Description Martin Bukatovic 2017-11-22 09:49:55 UTC
Document URL
============

Related to documentation for RHGS WA.

Describe the issue
==================

Since Tendrl can't recover from import cluster failure[1], we need to document
what to do when one is stuck with unimportable cluster.

There are multiple different aspects of this problem we need to tackle:

* ImportCluster failed for 1st cluster I'm trying to import
* ImportCluster failed, but I already have another cluster imported

* ImportCluster failed, and I see the reason why in events log (in
  Task Details page) in   some of error messages there
* ImportCluster failed, but I don't see the reason in the events log
  of task details page

[1] as described in BZ 1516135

Suggestions for improvement
===========================

Given the current limitation, describe what to do in all use cases listed
above, with additional note for some peculiar combinations if needed.

QE team would need to retry the scenarios during verification.
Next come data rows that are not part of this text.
PR #731, opened 2020-08-28
Feature/upload gateway integration

fredrb:
This PR adds a few things:

- Initial version of the signing classes (I thought what we have now would be sufficient, but after some investigation the signing needs to be done differently). 
- Wires together batch creation, signing and the call to the federation client
- Generates test data if `testdata` profile is active. This was used to test the scenario before having the read from DB implemented. However I think we can switch to a Test Data Generation similar to the one in Distribution in the future. Where the first runner step (provided that `testdata` profile is active) will generate and store test data in the Upload table.
- Doesn't call Federation Client if `fake-client` is active. This will log `keys`, `batchTag` and `batchSignature` on the console. 
- Fake private key to be used in the test environment

Keep in mind that `batchTag` and `batchSignature` are not proper values yet. The logic to generate both of them needs to be implemented.


common/federation/src/main/java/app/coronawarn/server/common/federation/client/FederationGatewayClient.java
```diff
@@ -44,4 +46,15 @@
...
\ No newline at end of file
+
+  @PostMapping(value = "/diagnosiskeys/upload")
+  @Headers({"Accept: application/json; version=1.0",
+      "Content-Type: application/protobuf; version=1.0",
+      "X-SSL-Client-SHA256: abc",
+      "X-SSL-Client-DN: C=DE"
+  })
+  String postBatchUpload(
+      byte[] raw,
```
EugenM-SAP, line 57: A javadoc with description of parameters would be good

services/federation-upload/src/test/resources/application.yaml
```diff
@@ -0,0 +1,27 @@
+---
+logging:
+  level:
+    org:
+      springframework: off
+    root: off
+
+services:
+  upload:
+    privatekey: ${VAULT_FILESIGNING_SECRET:file:/Users/i850193/workspaces/cwa/cwa-server/docker-compose-test-secrets/private.pem}
```
EugenM-SAP, line 10: the default of the property can be removed or pointed to a classpath pem fie src/test/resources

services/upload/src/main/java/app/coronawarn/server/services/federation/upload/keys/DiagnosisKeyGenerator.java
```diff
@@ -0,0 +1,38 @@
...
+        .withReportType(ReportType.CONFIRMED_CLINICAL_DIAGNOSIS)
+        .withConsentToFederation(true)
+        .withCountryCode("DE")
+        .withVisitedCountries(List.of("DE"))
+        .build();
+  }
+
+  @Override
+  public List<DiagnosisKey> loadDiagnosisKeys() {
+    return IntStream.rangeClosed(0, 250)
```
EugenM-SAP, line 34: maybe the number of keys to generate could be a parameter provided by the client

services/upload/src/main/java/app/coronawarn/server/services/federation/upload/payload/UploadPayload.java
```diff
@@ -0,0 +1,44 @@
+package app.coronawarn.server.services.federation.upload.payload;
+
+import app.coronawarn.server.common.protocols.external.exposurenotification.DiagnosisKeyBatch;
+
+/**
+ * This class represents an Upload call to the Federation Gateway. The payload for EFGS must contain the following
+ * information:
+ * - The bytes of the protobuf ({@link DiagnosisKeyBatch} batch).
```
EugenM-SAP, line 8: <li> items in the javadoc for better formatting

services/upload/src/main/java/app/coronawarn/server/services/federation/upload/runner/Upload.java
```diff
@@ -13,9 +19,39 @@
...
+    this.federationUploadClient.postBatchUpload(payload);
+  }
 
   @Override
   public void run(ApplicationArguments args) throws Exception {
     logger.info("Running Upload Job");
+    List<DiagnosisKey> diagnosisKeys = this.diagnosisKeyLoader.loadDiagnosisKeys();
+    logger.info("Generating Upload Payload for {} keys", diagnosisKeys.size());
+    List<UploadPayload> requests = this.payloadFactory.makePayloadList(diagnosisKeys);
+    logger.info("Executing {} batch request", requests.size());
```
EugenM-SAP, line 54: requests

services/upload/src/test/java/app/coronawarn/server/services/federation/upload/payload/helper/FakePrivateKeyResource.java
```diff
@@ -0,0 +1,36 @@
...
+import static org.mockito.Mockito.mock;
+import static org.mockito.Mockito.when;
+import java.io.IOException;
+import org.apache.commons.io.IOUtils;
+import org.springframework.core.io.Resource;
+import org.springframework.core.io.ResourceLoader;
+
+public class FakePrivateKeyResource {
+
+  private static String TEST_PRIVATE_KEY = "-----BEGIN EC PRIVATE KEY-----\n"
```
EugenM-SAP, line 13: Just a suggestion, maybe this could be moved in test files under src/test/resources

services/federation-upload/src/test/resources/application.yaml
fredrb: This seems to be the old file its path is under `federation-upload`. I must have accidentally pushed it. The proper one `upload/src/test/resources/application.yaml` points to a classpath file on the resources folder.

EugenM-SAP (approved):

PR #747, opened 2020-09-08
Feature/federation dl retention policy

mibrasap:
## Checklist

## Description

Delete Federation Batch Infos that are older than a specified amount of days (by default 14)


services/download/src/main/java/app/coronawarn/server/services/download/DownloadServiceConfig.java
```diff
@@ -34,6 +34,9 @@
   @Min(0)
   @Max(14)
   private Integer efgsOffsetDays;
+  @Min(0)
+  @Max(28)
```
hilmarf, line 38: who defined the 28?

hilmarf (approved):

services/download/src/main/java/app/coronawarn/server/services/download/DownloadServiceConfig.java
mibrasap: That's the same values as we have for the distributions service's retention policy

PR #789, opened 2020-09-17
Catch empty response in efgs download request

mibrasap:
Catch empty response in efgs download request

### DIFF
--- a/services/download/src/main/java/app/coronawarn/server/services/download/FederationBatchProcessor.java
+++ b/services/download/src/main/java/app/coronawarn/server/services/download/FederationBatchProcessor.java
@@ -76,7 +76,8 @@ public class FederationBatchProcessor {
   public void saveFirstBatchInfoForDate(LocalDate date) {
     try {
       logger.info("Downloading first batch for date {}", date);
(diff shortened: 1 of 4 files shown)


services/download/src/main/java/app/coronawarn/server/services/download/FederationBatchProcessor.java
```diff
@@ -124,8 +127,7 @@ public void processUnprocessedFederationBatches() {
     String batchTag = batchInfo.getBatchTag();
     logger.info("Processing batch for date {} and batchTag {}", date, batchTag);
     try {
-      BatchDownloadResponse response = federationGatewayClient.getDiagnosisKeys(batchTag, date);
-
+      BatchDownloadResponse response = federationGatewayClient.getDiagnosisKeys(batchTag, date).orElseThrow();
```
EugenM-SAP, line 130: This throws a NoSuchElementException if no response from EFGS which will kill the download process right? Will there be an error / failure log because of this?

mibrasap: Yes, there is logging in the catch-block accordingly

hilmarf (approved):

EugenM-SAP (approved):

PR #784, opened 2020-09-16
Feature/process upload response

ioangut:
## Checklist

* [x] Test your changes as thoroughly as possible before you commit them. Preferably, automate your test by unit/integration tests.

We are not aware of any option of recovery for all use cases listed above as
of today. The only description available[2] so far states:

> In case of failed imports as of today, users should refer Tendrl
> documentation (TODO) for cleaning up Tendrl central store and re-trying
> the Import after that.

The TODO item listed above probably refers to this section in upstream docs:

https://github.com/Tendrl/documentation/wiki/Tendrl-release-v1.5.4-(install-guide)#uninstall-tendrl

which doesn't provide full list of:

* services to be stopped
* packages to be removed
* directories/files to be deleted
* notes a possibility of backup of etcd, and removing etcd database, but
  didn't discuss how could we restore the backup (or if that is possible)

which means that this solution is applicable only to the 1st use case as
described above.

Moreover, we should also note that events log of task details page will be
cleaned in few days, as stated in BZ 1514178.
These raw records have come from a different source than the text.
PR #801, opened 2020-09-22
Feature/log submission keys

mibrasap:
## Description

Bring the latest changes regarding checking and logging of the submitted diagnosis keys to feature/federation

### DIFF
--- a/common/persistence/src/main/java/app/coronawarn/server/common/persistence/domain/DiagnosisKey.java
+++ b/common/persistence/src/main/java/app/coronawarn/server/common/persistence/domain/DiagnosisKey.java
@@ -246,7 +246,7 @@ public class DiagnosisKey {
         + ", transmissionRiskLevel=" + transmissionRiskLevel
         + ", submissionTimestamp=" + submissionTimestamp
         + ", consentToFederation=" + consentToFederation
-        + ", originCountry='" + originCountry + '\''
+        + ", originCountry=" + originCountry
         + ", visitedCountries=" + visitedCountries
         + ", reportType=" + reportType
         + ", daysSinceOnsetOfSymptoms=" + daysSinceOnsetOfSymptoms
--- a/common/persistence/src/main/java/app/coronawarn/server/common/persistence/domain/DiagnosisKey.java
+++ b/common/persistence/src/main/java/app/coronawarn/server/common/persistence/domain/DiagnosisKey.java
@@ -236,4 +236,20 @@ public class DiagnosisKey {
     result = 31 * result + Arrays.hashCode(keyData);
     return result;
   }
+
+  @Override
+  public String toString() {
+    return "DiagnosisKey{"
+        + "keyData=HIDDEN"
+        + ", rollingStartIntervalNumber=" + rollingStartIntervalNumber
+        + ", rollingPeriod=" + rollingPeriod
+        + ", transmissionRiskLevel=" + transmissionRiskLevel
+        + ", submissionTimestamp=" + submissionTimestamp
+        + ", consentToFederation=" + consentToFederation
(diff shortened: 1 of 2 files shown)


common/persistence/src/main/java/app/coronawarn/server/common/persistence/domain/DiagnosisKey.java
```diff
@@ -236,4 +236,20 @@ public int hashCode() {
...
+  @Override
+  public String toString() {
+    return "DiagnosisKey{"
+        + "keyData=HIDDEN"
+        + ", rollingStartIntervalNumber=" + rollingStartIntervalNumber
+        + ", rollingPeriod=" + rollingPeriod
+        + ", transmissionRiskLevel=" + transmissionRiskLevel
+        + ", submissionTimestamp=" + submissionTimestamp
+        + ", consentToFederation=" + consentToFederation
+        + ", originCountry='" + originCountry + '\''
```
hilmarf, line 249: if you need to add ' and use string+ anyhow, why don't use "'" then? reading escape sequences, is often a hard task

hilmarf (dismissed):

common/persistence/src/main/java/app/coronawarn/server/common/persistence/domain/DiagnosisKey.java
mibrasap: Thanks for the hint, it's fixed

services/submission/src/main/java/app/coronawarn/server/services/submission/controller/SubmissionController.java
```diff
@@ -145,6 +159,27 @@
     return diagnosisKeys;
   }
 
+  private void checkDiagnosisKeysStructure(List<DiagnosisKey> diagnosisKeys) {
+    diagnosisKeys.sort(Comparator.comparing(DiagnosisKey::getRollingStartIntervalNumber));
+    String keysString = Arrays.toString(diagnosisKeys.toArray());
+    Predicate<DiagnosisKey> hasRiskLevel6 = diagnosisKey -> diagnosisKey.getTransmissionRiskLevel() == 6;
+
+    if (diagnosisKeys.stream().noneMatch(hasRiskLevel6)) {
```
EugenM-SAP, line 167: the method name says checkDiagnosisKeysStructure which is more general. But in the implementation only risk 6 keys are being checked. Shouldn't we have logging for all types risk levels which would be expected in the payloads but are missing?

hilmarf (approved):

hilmarf (approved):

services/submission/src/main/java/app/coronawarn/server/services/submission/controller/SubmissionController.java
mibrasap: The number of keys to be submitted depends on the time how long the app is installed on the phone. Hence, the number of keys differs, but the key with transmission risk level 6 is the one from the day before submission and should always be present.

EugenM-SAP: I understand. It's worth adding a javadoc with your explanation

EugenM-SAP (approved):

EugenM-SAP (dismissed):

services/submission/src/main/java/app/coronawarn/server/services/submission/controller/SubmissionController.java
mibrasap: done ;)

hilmarf (approved):

EugenM-SAP (approved):

PR #804, opened 2020-09-22
On demand normalization of field values before persisting diagnosis keys

EugenM-SAP:
## Checklist

## Description

PR consists of the following: 

*  Added DiagnosisKeyNormalizer and other interfaces for applying normalization of field values during the construction of a Diagnosis Key. This will be an optional step which can be configured in the DiagnosisKeyBuilder via the method withFieldNormalizer()
* Added application.yml configuration for managing the mapping between DSOS (days since onset of symptoms) and TRL (transmission risk levels) used in deriving DSOS when it is missing from submission payloads. The values for this mapping are provided as dummy values just for testing purpose.  They are subject to change in the following weeks as the calculations are refined.
* Added a concrete DiagnosisKeyNormalizer implementation in the Submission module, which currently is able to derive DSOS from TRL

[2] https://github.com/Tendrl/node-agent/issues/662#issuecomment-345279345

Comment 2 Martin Bukatovic 2017-11-22 09:52:12 UTC
bobbGT, feel free to reassign this BZ to a correct component

Comment 3 Martin Bukatovic 2017-11-22 09:53:29 UTC
Could you provide recovery details for all use cases listed in this BZ?

The work on this BZ is blocked until this information is provided.

Comment 4 Lubos Trilety 2017-11-24 09:26:07 UTC
*** Bug 1513003 has been marked as a duplicate of this bug. ***

Comment 7 Rakesh 2017-12-11 22:00:03 UTC
Moving to ON_QA to follow BZ: 1502877.

Comment 8 Lubos Trilety 2017-12-12 09:10:32 UTC
The steps described in the monitoring guide
https://access.qa.redhat.com/documentation/en-us/red_hat_gluster_storage/3.3/html-single/monitoring_guide/#troubleshooting
are pretty easy as it simply says uninstall RHGSWA and install it again for all mentioned scenarios. It'll work, but for example if there is already some cluster imported and functional it means RHGSWA lost it too, because one of uninstall RHGSWA/Unmanage Cluster step is removing data on RHGSWA server and second remove etcd completely. Both are mentioned as optional, but for failed import, I am pretty sure they has to be done, at least the removing etcd one.

Other issues are already listed in Bug 1502877.

Comment 18 Nishanth Thomas 2017-12-15 09:21:01 UTC
https://bugzilla.redhat.com/show_bug.cgi?id=1526338

Comment 19 Pratik Mulay 2017-12-15 10:14:48 UTC
Hi Team,

I've made the required change. Following is the link to the updated content:

https://doc-stage.usersys.redhat.com/documentation/en-us/red_hat_gluster_storage/3.3/html-single/monitoring_guide/#unmanaging_cluster

Let me know in case of any concerns.

Comment 21 Lubos Trilety 2017-12-15 11:10:31 UTC
All demands in this BZ were processed properly. There's a note about un-managing one cluster will result in all the clusters currently managed by Web Administration to be un-managed.